Entre dezembros e janeiros] Remendar a vida

Nós, que escrevemos estes tempos – seja no jornalismo, ou nas notícias particulares para alguém -, ficamos com receio de dizer sobre alguma felicidade. Nos últimos dois anos, o riso foi encoberto e, mais do que isso, foi desfeito. Temos, agora, certa vergonha de saber das alegrias e uma timidez em senti-las: porque milhares estão mortos ao nosso lado e outros milhares estão feridos à nossa direita. É improvável que algum ser humano, no mundo real, não tenha sido atingido pela pandemia de covid-19 – em cheio ou pelos estilhaços.

A alegria contida é uma das sequelas da pandemia de covid-19. Porque é só metade ser feliz sozinha/sozinho. Se o corpo levará um tempo para recuperar o fôlego e outras funcionalidades, igualmente, o pensamento precisará de um tempo para recuperar a ideia de felicidade; tempos ainda desconhecidos, sobre a doença e sobre as curas.
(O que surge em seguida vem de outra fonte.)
PR #13, opened 2017-04-14
Video segment

ericxtang:
Most of this PR is the StreamSubscriber, which allows a subscription workflow for any VideoStream, so a stream can be broadcasted to multiple subscribers.

### DIFF
--- a/stream/hls.go
+++ b/stream/hls.go
@@ -13,7 +13,7 @@ var ErrNotFound = errors.New("Not Found")
 
 type HLSDemuxer interface {
 	//This method should ONLY push a playlist onto a chan when it's a NEW playlist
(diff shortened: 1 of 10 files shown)


stream/hls.go
```diff
@@ -58,11 +58,15 @@ func (b *HLSBuffer) WriteSegment(name string, s []byte) error {
...
-
+		b.lock.Lock()
 		if b.plCacheNew {
-			return b.plCache, nil
+			defer b.lock.Unlock()
+
 			b.plCacheNew = false
+			return b.plCache, nil
 		}
+		b.lock.Unlock()
```
dob: Why not just defer this immediately after locking? Because the 1 second sleep can cause a deadlock?

PR #15, opened 2017-04-19
desktop app integration

ericxtang:
Add the video format when creating the video stream - need this info for the app (also will be useful for the node)


ericxtang:
@dob could be - but RTMP / HLS consumption models are very different (one is a single stream, the other keeps requesting updates).  I tried to have a unified stream concept at the beginning but the code got complicated when you are trying to consume the stream.  But this could change as we are adding more video formats.

PR #17, opened 2017-04-25
add ffmpegPath, bugfixes

ericxtang:
segment length of 2 was causing a lot of buffering.  Increasing to 5.

### DIFF
--- a/segmenter/video_segmenter.go
+++ b/segmenter/video_segmenter.go
@@ -11,6 +11,8 @@ import (
 	"strconv"
 	"time"
 
+	"path"
+
 	"github.com/golang/glog"
 	"github.com/kz26/m3u8"
 	"github.com/livepeer/lpms/stream"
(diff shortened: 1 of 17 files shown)


segmenter/video_segmenter.go
```diff
@@ -82,7 +83,15 @@ func (s *FFMpegVideoSegmenter) RTMPToHLS(ctx context.Context, opt SegmenterOptio
...
 
 	//This command needs to be manually killed, because ffmpeg doesn't seem to quit after getting a rtmp EOF
-	cmd := exec.Command("ffmpeg", "-i", s.LocalRtmpUrl, "-vcodec", "copy", "-acodec", "copy", "-bsf:v", "h264_mp4toannexb", "-f", "segment", "-muxdelay", "0", "-segment_list", plfn, tsfn)
+	glog.Infof("Ffmpeg path: %v", s.ffmpegPath)
+
+	var cmd *exec.Cmd
+	if s.ffmpegPath == "" {
+		cmd = exec.Command("ffmpeg", "-i", s.LocalRtmpUrl, "-vcodec", "copy", "-acodec", "copy", "-bsf:v", "h264_mp4toannexb", "-f", "segment", "-muxdelay", "0", "-segment_list", plfn, tsfn)
+	} else {
+		cmd = exec.Command(s.ffmpegPath+"/ffmpeg", "-i", s.LocalRtmpUrl, "-vcodec", "copy", "-acodec", "copy", "-bsf:v", "h264_mp4toannexb", "-f", "segment", "-muxdelay", "0", "-segment_list", plfn, tsfn)
```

Mas que, por serem desconhecidos, também nos provocam a descoberta. Pela ciência, pela fé, uns pelos outros, todos por um, nós desvendaremos as curas e as felicidades. Porque é assim, desde que o humano é humanidade. A propósito, muitos de nós, a partir do primeiro dia de escuridão desta pandemia, já fazem esse trabalho de formiga. E investigam o invisível: aquilo capaz de salvar corpo e alma. Sejam vacinas, remédios ou alegrias.

Sim, eu sei (porque também sinto, muito) é impossível escrever os sentimentos desses dias sem dizer dos mortos e dos feridos, de todas as perdas e fomes, enfim, das faltas – e a felicidade tem sido uma ausência, em um País faminto e de governos corruptos e desumanos; desigual, injusto e sem paz.

Mesmo no Natal e no Ano Novo – ou, justamente, porque é Natal e Ano Novo e as luzes de dezembro iluminam os pedintes -, é impossível não escrever os desalentos que nos cercam. Diante dos milhares de mortos pela covid-19 e pela violência cotidiana (que não deu trégua nem na pandemia), no Brasil, e das mães que catam lixo para comer e para alimentar os filhos, e dos olhos da tristeza que máscara nenhuma consegue encobrir, a alegria tem se encabulado de ser alegre.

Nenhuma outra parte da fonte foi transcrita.